Be honest and specific on this form. Many applicants understate their limitations out of embarrassment or because they describe their best days rather than their average ones. If you can only do dishes once a week because you can’t stand long enough or lack the motivation most days, say that. If you need reminders to take medication or shower, say that. Social Security uses this report to gauge whether your self-described limitations match the medical evidence.
The initial decision typically takes three to six months. During this time, a disability examiner and a medical or psychological consultant review your records and determine whether you meet Social Security’s criteria.
What Happens If You’re Denied
Most initial applications are denied. This is normal, not a sign that your claim is weak. The appeals process has four levels, and you have 60 days from receiving each denial notice to file the next appeal.
The first level is reconsideration, where a different examiner reviews your case with any new evidence you’ve submitted. Denial rates at reconsideration are still high. The second level is a hearing before an administrative law judge, and this is where many mental health claims are ultimately approved. You appear (in person or by video) before a judge who can ask you questions directly about your symptoms, daily life, and limitations. Having a disability attorney or advocate at this stage significantly improves your chances, and most work on contingency, meaning they only get paid if you win.
If the judge denies your claim, you can request review by the Appeals Council, which examines whether the judge made a legal error. The final level is filing a case in federal court. Most claims that succeed do so at or before the hearing level.
Practical Steps to Strengthen Your Claim
Start treatment now if you haven’t already, and keep every appointment. Gaps in treatment are one of the most common reasons mental health claims are denied, because Social Security may conclude your condition isn’t as severe as you say if you’re not seeking help for it. If cost is a barrier, community mental health centers often provide services on a sliding scale, and these records count as valid medical evidence.

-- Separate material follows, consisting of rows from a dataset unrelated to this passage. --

PR #234, opened 2017-07-26
ADF-32 Fix generics

howardrigberg:
#### Ticket
[ADF-32](https://vimean.atlassian.net/browse/ADF-32)

#### Ticket Summary
There is a lot of usage of generics throughout the app. Often, the usage is unsafe and unchecked, which causes compiler warnings and additionally opens up classes/methods in the app for misuse and exposes us to subtle, difficult to fix bugs.

The purpose of this ticket is to rid the app of all "Unchecked warnings" related to generics/raw types misuse. This will provide us with a safer architecture, and make the app less prone to bugs.

#### Implementation Summary
Added specific typed calls for all network api calls. Added a helper class called GetRequestType to contain a series of typed callers that can be used in association with a single method called getContent in VimeoClient. This allows a similar network calling approach to what we had before with the addition of type safety. Removed GsonDeserializer.

#### How to Test
Oh jeez... all network calls are affected. So test everything. No problem, right?


vimeo-networking/src/main/java/com/vimeo/networking/VimeoClient.java
```diff
@@ -922,10 +953,13 @@ public void failure(VimeoError error) {
...
-                                  @Nullable Privacy.PrivacyValue privacyValue,
-                                  @Nullable HashMap<String, Object> parameters,
-                                  ModelCallback<Object> callback) {
+    public Call<Video> editVideo(String uri,
+                                 String title,
+                                 String description,
+                                 @Nullable String password,
+                                 @Nullable Privacy.PrivacyValue privacyValue,
+                                 @Nullable HashMap<String, Object> parameters,
+                                 VimeoCallback<Video> callback) {
```
kevinzetterstrom: If we are throwing exceptions when things like `uri` or `callback` are null, why not just enforce `NotNull` on those parameters and remove the checks? I feel like this is a nice juncture to do so. This applies to most methods in this class. I don't think it's a ton of work to do, but I know you have already spent a lot of time on this, so I leave it up to your discretion. If you don't want to tackle it now, perhaps add a ticket so we can revisit.

vimeo-networking/src/main/java/com/vimeo/networking/VimeoClient.java
```diff
@@ -1126,117 +1162,109 @@ public void failure(VimeoError error) {
...
     }
-
-    /**
-     * Delete a picture resource
-     * This is helpful if your activation or upload step fails - you can delete the resource allocated
-     *
-     * @param uri The Uri that is found in the PictureResource returned from
-     *            {@link #createPictureResource(String, ModelCallback)}
-     */
-    public void deletePictureResource(String uri, ModelCallback callback) {
```
kevinzetterstrom: I disagree with removing this. We may not use it in our app, but it could be used by other consumers - this is a valid thing to do with the API.

vimeo-networking/src/main/java/com/vimeo/networking/VimeoClient.java
```diff
@@ -1126,117 +1162,109 @@ public void failure(VimeoError error) {
...
         } else {
-            return unfollow(uri, callback, enqueue);
+            return unfollow(uri, callback);
         }
     }
 
-    public Call<Object> follow(String uri, ModelCallback callback, boolean enqueue) {
-        return putContent(uri, null, callback, enqueue);
+    private Call follow(String uri, IgnoreResponseVimeoCallback callback) {
+        return putContent(uri, null, callback);
```
kevinzetterstrom: This is an interesting approach to cases in which we don't care about the response.

vimeo-networking/src/main/java/com/vimeo/networking/VimeoClient.java
```diff
@@ -1376,50 +1371,18 @@ public void failure(VimeoError error) {
...
-
-        Map<String, String> queryMap = createQueryMap(query, refinementMap, fieldFilter);
-
-        Call<Object> call = mVimeoService.GET(getAuthHeader(), uri, queryMap, cacheHeaderValue);
-        try {
-            return call.execute();
-        } catch (IOException e) {
-            return null;
-        }
+    public void fetchCurrentUser(@NotNull VimeoCallback<User> callback, @Nullable String filter) {
```
kevinzetterstrom: Should this be renamed to `getCurrentUser` ?

vimeo-networking/src/main/java/com/vimeo/networking/Search.java
```diff
@@ -200,36 +199,39 @@ public static Facet fromString(String text) {
...
                                               @Nullable Map<String, String> refinementMap,
-                                              @Nullable List<Facet> facets, @Nullable String containerFilter,
+                                              @Nullable List<Facet> facets,
+                                              @Nullable String containerFilter,
                                               @Nullable String fieldFilter) {
-        if (refinementMap == null) {
-            refinementMap = new HashMap<>();
+        Map<String, String> searchRefinementMap = new HashMap<>();
+        if (refinementMap != null) {
+            searchRefinementMap = new HashMap<>(refinementMap);
```
anthonycr: Agreed, current code is needlessly allocating memory in certain scenarios.

vimeo-networking/src/main/java/com/vimeo/networking/VimeoClient.java
anthonycr: I would also agree that we should use `NotNull` wherever possible. It's much more explicit. We might also look into https://www.jetbrains.com/help/idea/parametersarenonnullbydefault-annotation.html if people don't want to have to specify NotNull manually.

Keep a symptom journal. Write down your bad days: what triggered them, what you couldn’t do, how long episodes lasted. This level of detail helps your provider write better notes and helps you answer questions accurately during the application or at a hearing.
Ask your treating provider to write a medical source statement that specifically addresses the four functional areas Social Security evaluates. A provider who understands what Social Security is looking for can frame their observations in the language the agency uses, which makes the evidence far easier for reviewers to connect to the criteria.
If you’ve been working and had to reduce hours, been fired for attendance or performance issues related to your condition, or had trouble keeping jobs, document this pattern. Social Security looks at your ability to sustain work over time, not just whether you can show up for a single day. A history of job losses tied to your mental health symptoms is relevant evidence that your condition prevents you from maintaining employment.